Wer hat eigent­lich gesagt, dass Borussia Dort­mund ein Men­ta­li­täts­pro­blem hat? Hat doch allein dieser Verein – ins­be­son­dere seine Stürmer Götze und Reus – am letzten Wochen­ende ver­hin­dert, dass die Bun­des­liga einen his­to­ri­schen Durch­marsch der Aus­wärts­teams erlebt. Beide trafen ins Tor, wodurch die Dort­munder dem SV Werder mit Ach und Krach ein 2:2 abtrotzten.

Vorbei war es mit dem schönen Gäste-Sweep, doch auch so hat die deut­sche Eli­te­klasse einen Spieltag wie den letzten noch nie erlebt: acht Aus­wärts­siegen steht ein mick­riges Remis gegen­über, was im Übrigen auch keine vor­über­ge­hende sta­tis­ti­sche Schrulle ist, son­dern ein Trend der aktu­ellen Saison. Die Bilanz nach sechs Spiel­tagen: 20 Heim­siege, 11 Unent­schieden und 23 Aus­wärts­siege. So dass man sich all­mäh­lich fragen muss: Was wurde eigent­lich aus dem guten alten Heim­vor­teil?

Angst essen Seele auf

Früher war ein durch­schnitt­li­cher Bun­des­li­gist glück­lich und zufrieden, wenn ihm drei oder vier Aus­wärts­siege in der Saison gelangen, und selbst die Spieler des großen FC Bayern bekamen vor Angst ner­vösen Stuhl­gang, wenn sie zum Bei­spiel auf den Lau­terer Bet­zen­berg mussten. Weil sie wussten, dort gibt’s auf die Kno­chen, und beim Ein­wurf sto­chern die Rentner durch den Zaun mit ihren Spa­zier­stö­cken nach dir. Ob das alles dann tat­säch­lich immer so kam, war im Grunde irrele­vant, allein die Pro­jek­tion war genug, denn bereits Rainer Werner Fass­binder wusste: Angst essen Seele auf.

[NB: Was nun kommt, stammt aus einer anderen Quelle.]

PR #1264, opened 2026-07-01
Fix bool type comparison

ehsantn:
As title. Fixes some nightly errors.

### DIFF
--- a/BodoSQL/bodosql/plan_conversion.py
+++ b/BodoSQL/bodosql/plan_conversion.py
@@ -2476,7 +2476,11 @@ def compare_types(obj_type, expected_type):
         expected_type = pd.api.types.pandas_dtype(expected_type)
 
     if isinstance(obj_type, type) and isinstance(expected_type, type):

Und heute? Die Sta­dien sind eher kom­for­tabel als ang­st­ein­flö­ßend, die Rentner von einst betrachten schon lange die Radies­chen von unten und der all­ge­gen­wär­tige Ultra­ge­sang ist eher dazu geeignet, das eigene Team ein­zu­schlä­fern als den Gegner das Fürchten zu lehren. Hinzu kommt, dass die meisten Mann­schaften lieber abwarten und umschalten, als selbst das Spiel zu machen, was in fremden Sta­dien tat­säch­lich leichter umsetzbar ist, weil im eigenen das Publikum bei­zeiten zu murren beginnt.

Einmal ent­zau­bert, ist der Tur­naround nur schwer zu schaffen

Schlechte Zeiten also für den Heim­vor­teil, den man getrost auf die Liste bedrohter Fuß­ball­kul­tur­phä­no­mene setzen kann, denn mit ihm ist es wie mit der SPD: einmal ent­zau­bert, ist der Tur­naround nur noch schwer zu schaffen. Dabei machen sich die Men­schen gar nicht bewusst, wie viel ärmer das Leben in Deutsch­land sein wird, ohne die Sozi­al­de­mo­kratie ebenso wie ohne den Heim­vor­teil.

Okay, die Par­tei­po­litik lassen wir jetzt mal außen vor, doch man stelle sich bitte vor, welche Folgen die Umkeh­rung der tra­di­tio­nellen sta­tis­ti­schen Statik hätte, wonach Heim­siege die Regel und Aus­wärts­siege die Aus­nahme sind. Wer ginge denn noch ins Sta­dion, wenn er wüsste, dass das hei­mi­sche Team in zwei von drei Fällen auf die Mütze bekommt? Wer würde sich gar eine Dau­er­karte kaufen, es sei denn, er oder sie wären von maso­chis­ti­schem Gemüt? Die Gefahren, die sich daraus für den deut­schen Fuß­ball ergeben, sind nicht hoch genug ein­zu­schätzen. 

Was jetzt noch hilft, ist allen­falls eine Renais­sance des guten alten Heim­schieds­rich­ters, am besten mit Unter­stüt­zung einer noch zu ent­wi­ckelnden, streng gäs­te­feind­li­chen Video­technik. Und natür­lich braucht es mutige Männer wie Mario Götze und Marco Reus, die sich dem Trend ent­ge­gen­stellen. Echte Men­ta­li­täts­monster eben.